On the other hand, bevacizumab biosimilars were used 30% less often by MA members compared with FFS Medicare recipients. The researchers attributed this to a difference in ophthalmic vs. oncologic indications. For ophthalmic prescribing, compounded bevacizumab biosimilars (used as an alternative to ranibizumab) were used 70% less often in MA (based on a <0.1-point difference in marketshare), but for oncologic prescribing, bevacizumab biosimilars were associated with 10% greater use in MA versus FFS (based on 6.9-point difference in marketshare).

These results do raise an interesting point. The pharmaceuticals analyzed in this study are primarily buy-and-bill drugs. It makes sense that given a choice in the FFS reimbursement scheme, providers would favor purchasing the higher-priced originator drug. Medicare Advantage plans, which now cover nearly half of all Medicare beneficiaries, utilize drug formularies to prefer one product over another. In the oncology space in particular, the MA plans (as well commercial health plans) prefer covering biosimilars rather than the reference agents. Since the study was undertaken, the reimbursement rate for biosimilars in Medicare has been increased to the average sales price of the reference product + 8% (from 6%). Has this increased reimbursement offset the buy-and-bill incentive on the part of the physician or provider to purchase the higher cost product in FFS Medicare?

On December 26, 2023, Coherus Biosciences announced the end of its long journey to bring competition to the full pegfilgrastim product line. The FDA has approved its on-body injection formulation to compete with Amgen’s Neulasta OnPro^®.

In Coherus’ press release, Danny Lanfear, CEO, stated, “The on-body injector for Udenyca is the result of years of significant investment in research and development to bring forward a novel and proprietary on-body device that provides patients with an automatic delivery option for their medication. Cancer patients and their physicians will now be able to choose the Udenyca administration presentation that best fits their individual needs: a prefilled syringe, our autoinjector, or this on-body injector.”
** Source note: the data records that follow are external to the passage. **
PR #4205, opened 2024-06-18
4201 remove otp from bash dropper

VakarisZ:
# What does this PR do?

Issue #`put issue number here`.

## PR Checklist

## Testing Checklist

* [ ] Do all unit tests pass?

### DIFF
--- a/monkey/agent_plugins/exploiters/snmp/src/plugin.py
+++ b/monkey/agent_plugins/exploiters/snmp/src/plugin.py
@@ -120,6 +120,7 @@ class Plugin:
         run_options = LinuxRunOptions(
             agent_destination_path=destination_path,
             dropper_execution_mode=DropperExecutionMode.NONE,
+            include_otp=False,
         )
         agent_command_builder.build_run_command(run_options)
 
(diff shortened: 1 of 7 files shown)


monkey/infection_monkey/command_builders/windows_agent_command_builder.py
```diff
@@ -68,15 +68,17 @@ def build_run_command(self, run_options: WindowsRunOptions):
...
-        elif run_options.shell == WindowsShell.CMD:
-            set_otp = self._set_otp_cmd
-
-        self._command += f"{set_otp()} {str(run_options.agent_destination_path)} "
+        if run_options.include_otp:
+            if run_options.shell == WindowsShell.POWERSHELL:
+                set_otp = self._set_otp_powershell
+            elif run_options.shell == WindowsShell.CMD:
+                set_otp = self._set_otp_cmd
+            self._command += f"{set_otp()} {str(run_options.agent_destination_path)}"
```
ilija-lazoroski, line 76:
```suggestion
            self._command += f"{set_otp()} "
    self._command += f"{str(run_options.agent_destination_path)} "
```

I think this you go like this but check.

monkey/agent_plugins/exploiters/snmp/src/plugin.py
```diff
@@ -120,6 +120,7 @@ def _create_snmp_exploiter(
         run_options = LinuxRunOptions(
             agent_destination_path=destination_path,
             dropper_execution_mode=DropperExecutionMode.NONE,
+            include_otp=False,
```
ilija-lazoroski, line 123: If we don't include the otp in the script then we should have a way to set it when running the script right ? Or I am blind and missed that.

VakarisZ: It's included by default (the default for `include_otp` is True)

mssalvatore (approved):

PR #23, opened 2021-08-20
Add workflow for publishing cdk and connector images

cjwooo:
## Description

> Provide description here

## Type of change
- [ ] Bug fix
- [ ] New feature
- [ ] Breaking change

## Related issues

> Fix [#1]() 

## Migration notes

## Extra info


cjwooo:
@tovbinm Please add our standard NPM publishing token to the Github repo secrets as `GITHUB_TOKEN`.

.github/workflows/ci.yml
```diff
@@ -59,3 +59,91 @@ jobs:
           done
         env:
           EXAMPLE_SOURCE_TEST_CREDS: ${{ secrets.EXAMPLE_SOURCE_TEST_CREDS }}
+
+  publish-cdk:
+    name: Publish CDK
+    runs-on: ubuntu-latest
+    timeout-minutes: 3
```
tovbinm, line 66: 5 minutes

.github/workflows/ci.yml
```diff
@@ -59,3 +59,91 @@ jobs:
...
+        with:
+          node-version: 14
+
+      - name: Extract version
+        id: extract-version
+        run: |
+          CDK_VERSION="$(node -p 'require("./lerna.json").version')"
+          echo "CDK_VERSION=$CDK_VERSION" >> $GITHUB_ENV
+
+      - name: Check tag exists
```
tovbinm, line 86: So what the process of release would be?
1. bump the version in the code
2. the release triggers
3. creates a tag on Github

Correct?

.github/workflows/ci.yml
```diff
@@ -59,3 +59,91 @@ jobs:
...
+          node-version: 14
+
+      - name: Docker login
+        uses: docker/login-action@v1.10.0
+        with:
+          username: ${{ secrets.DOCKERHUB_USERNAME }}
+          password: ${{ secrets.DOCKERHUB_TOKEN }}
+
+      - name: Build connector packages
+        run: lerna bootstrap --hoist
```
tovbinm, line 135: Dont we do run `lerna bootstrap --hoist` in the docker container already?

package.json
```diff
@@ -1,6 +1,14 @@
 {
   "name": "root",
   "private": true,
+  "scripts": {
+    "bump": "lerna version --no-git-tag-version --preid rc",
+    "build": "lerna run build",
+    "clean": "lerna run clean && rm -rf node_modules out",
+    "cover": "lerna run test -- -- --coverage --color",
```
tovbinm, line 8: rename to `test-cov`

tovbinm (commented):
lets also exclude `*.log` and `*.out` files in `.dockerignore` file + all the `devDependencies` we dont need

.github/workflows/ci.yml
cjwooo: Correct

cjwooo:
@tovbinm Please also add our standard docker hub creds into Github Secrets: `DOCKERHUB_USERNAME` and `DOCKERHUB_TOKEN`

tovbinm:
@cjwooo done

.github/workflows/ci.yml
```diff
@@ -59,3 +59,88 @@ jobs:
...
+        id: check-tag
+        with:
+          tag: v${{ env.CDK_VERSION }}
+        env:
+          GITHUB_TOKEN: ${{ secrets.GITHUB_TOKEN }}
+
+      - name: Publish packages
+        if: steps.check-tag.outputs.exists == 'false'
+        run: |
+          lerna bootstrap --hoist
```
tovbinm, line 97: `lerna bootstrap --hoist && cd cdk && npm publish --access public --tag latest`

tovbinm: also perhaps better?
```
lerna bootstrap --hoist && lerna run npm publish --scope cdk -- --access public --tag latest`
```

tovbinm (approved):

.github/workflows/ci.yml
```diff
@@ -59,3 +59,88 @@ jobs:
...
+
+      - name: Setup Node
+        uses: actions/setup-node@v2.3.0
+        with:
+          node-version: 14
+
+      - name: Extract version
+        id: extract-version
+        run: |
+          CDK_VERSION="$(node -p 'require("./lerna.json").version')"
```
tovbinm, line 83: let's rename `CDK_VERSION` to `RELEASE_VERSION` since we use it to tag all the images as well

.github/workflows/ci.yml
```diff
@@ -59,3 +59,88 @@ jobs:
           done
         env:
           EXAMPLE_SOURCE_TEST_CREDS: ${{ secrets.EXAMPLE_SOURCE_TEST_CREDS }}
+
+  publish-cdk:
```
tovbinm, line 63: let's put the CDK & Docker images release flows into `release.yml` file

tovbinm (commented):
Also can you please add instructions the README on how to release the connectors

.github/workflows/ci.yml
cjwooo: Clarification, it doesn't trigger a "GitHub Release". It just creates a new tag.

.github/workflows/ci.yml
cjwooo: `lerna run npm publish` is not supported, and putting all the commands on one line seems less readable.

.github/workflows/ci.yml
cjwooo: I'm tagging the connector images by sha, as we normally do, not by package.json version.

cjwooo: The connector images are released with every push. Only the CDK relies on the tag creation to be published to NPM.

tovbinm: Hmm, I think we should also have some versioning for connector containers as well.

.github/workflows/ci.yml
tovbinm: Then perhaps it's better to have us manually trigger the release? Same as we do for the feeds.

cjwooo: The problem My concern with that is the release, tag version, and package.json can differ, and `npm publish` uses the package.json version, so it could get confusing if the release/tag are created manually and the package.json version doesn't match.

cjwooo: The advantage of the current approach is that the developer only needs to run `npm run bump` on their machine and commit it, and the tag and NPM package will automatically be created with the correct version.

tovbinm: ok, let's keep it like you're proposing for now.

.github/workflows/ci.yml
cjwooo: I'm ok with that.

tovbinm: I think lerna support versioning of individual sub-projects. We could use that version to tag containers as well.

cjwooo: That would require the workflow to check the change diff to identify the connector packages that bumped versions. Not sure how doable that is with GHA.

cjwooo: Because we're gonna use git tags to mark CDK releases.

cjwooo: Actually, we can check if a docker tag already exists for the package.json version for each connector and use that to determine whether or not to publish.

tovbinm: Great! Let's do it.

tovbinm:
🥳 

@cjwooo let's make our first release ;)

PR #25, opened 2021-08-23
Handle raw Airbyte records in Faros destination + more GH converters

tovbinm:
## Description
1. Handle raw Airbyte records in Faros destination. This enables Faros destination to handle inputs in two scenarios:
- GitHub source -> Faros destination
- GitHub source -> Postgres destination (raw), and then Postgres source (raw) -> Faros destination

2. Added more GitHub converters

## Type of change
- [ ] Bug fix
- [x] New feature
- [ ] Breaking change


cdk/src/protocol.ts
```diff
@@ -128,6 +129,18 @@ export class AirbyteRecord implements AirbyteMessage {
     }
   ) {}
 
+  unpackRaw(): AirbyteRecord {
+    const stream = this.record.stream;
+    if (!stream || !stream.startsWith('_airbyte_raw_')) {
```
cjwooo, line 134: Make a global const for `_airbyte_raw_`

destinations/faros-destination/src/converters/github/issues.ts
```diff
@@ -0,0 +1,97 @@
+import {AirbyteRecord} from 'cdk';
+import {Utils} from 'faros-feeds-sdk/lib';
```
cjwooo, line 2: Why is the `/lib` there?

tovbinm: removed

cdk/src/protocol.ts
tovbinm: will do

cjwooo (approved):

PR #62, opened 2021-09-03
Dynamicaly load converters by stream name in Faros destination

tovbinm:
## Description

Dynamicaly load converters by stream name in Faros destination.
No more manual registering of classes. We now dynamically load the converter by name.

Example: for stream `blahblahblah__github__pull_request_stats` we dynamically import module `./github/pull_request_stats` and create an instance of the converter class `GithubPullRequestStats`.

## Type of change
- [ ] Bug fix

Udenyca Onbody uses a proprietary injector; this device is not considered a “biosimilar” of OnPro, even though Udenyca is biosimilar to Neulasta. Coherus believes that its own on-body injector will be as well accepted as OnPro, and is in some ways able to provide a better patient experience.

Coherus said that marketing of the on-body injector will begin in the first quarter of 2024. Despite the approval of the first pegfilgrastim biosimilars in 2018, Neulasta OnPro still retains the greatest marketshare, with slightly less than half of the overall category utilization. With this approval, Coherus has the opportunity to be the first to challenge Amgen for dominance in the category. Udenyca, Fulphila^®, Ziextenzo^®, and Neulasta have approximately equal shares of the prefilled syringe market.